PR #150, opened 2016-02-29
Changed dm faucet name to im to match with Slack API method documentation

spideynr:
Took me a while to find why `webClient.im.open` didn't work, after working with the Slack API docs.

### DIFF
--- a/lib/clients/web/facets/dm.js
+++ b/lib/clients/web/facets/dm.js
@@ -11,7 +11,7 @@
  */
 
 function DmFacet(makeAPICall) {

__Task description__.
Each line above that has the word "Slack" must be copied.

__Answer space__.
Changed dm faucet name to im to match with Slack API method documentation
Took me a while to find why `webClient.im.open` didn't work, after working with the Slack API docs.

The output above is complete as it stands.